Yo también estoy a favor de las desaladoras con energías renovables, y se puede hacer. Pero me hace gracia que hables de "cargarte el paisaje", cuando la roturación de tierras para cultivo ha convertido en desiertos montes mediterráneos completos; o cuando la costa está sembrada de ladrillo por todos lados. Por no hablar del paisaje que han dejado los invernaderos. Por ejemplo, mira qué paisaje más bonito, invernaderos:


 Además es que es chocante, que una persona como tú, que siempre hablas de "ecologetas de salón", y que no miras nunca por el medio ambiente, ahora de repente te preocupes por el impacto visual de un campo fotoeléctrico u eólico. Pero eso sí, vamos a llenar la costa de nucleares, que además del altísimo coste, la única solución que le damos a los residuos, es custodiarlos a un altísimo coste por ciemtos miles de años a un coste incalculable con una herencia envenenada para nuestros descendientes. Es que si lo piensas bien, no tiene por donde cogerlo. Por no hablar de lo que pensarían los habitantes de la zona.

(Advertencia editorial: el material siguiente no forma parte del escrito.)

PR #2550, opened 2020-12-22
return error if p2p agent not started

CoderZhi:
return error if p2pAgent.host is nil. This will trigger an error, instead of fatal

Por último, no me has respondido a la pregunta, seguramente es que no te has dado cuenta, por eso ahora te lo resalto:
 *¿A cuanto va a salir el m3 de ese agua desalada con nucleares? ¿A 20 euros/m3? ¿A 30? A 50?*
 Me gustaría que me respondieras, porque si se imputan los gastos de la construcción, primas de seguro, combustible y confinamiento perpetuo de residuos, igual es más barato regar con Moët Chandon.

Saludos. Miguel

----------


## Jonasino

Esto para los que les interese más la técnica que la "politica"
34 DESALACION.pdf
Fuente:INSTITUTO NACIONAL DE INVESTIGACIONES NUCLEARES.MEX

----------


## Jonasino

> ¿A cuanto va a salir el m3 de ese agua desalada con nucleares? ¿A 20 euros/m3? ¿A 30? A 50?[/B][/SIZE]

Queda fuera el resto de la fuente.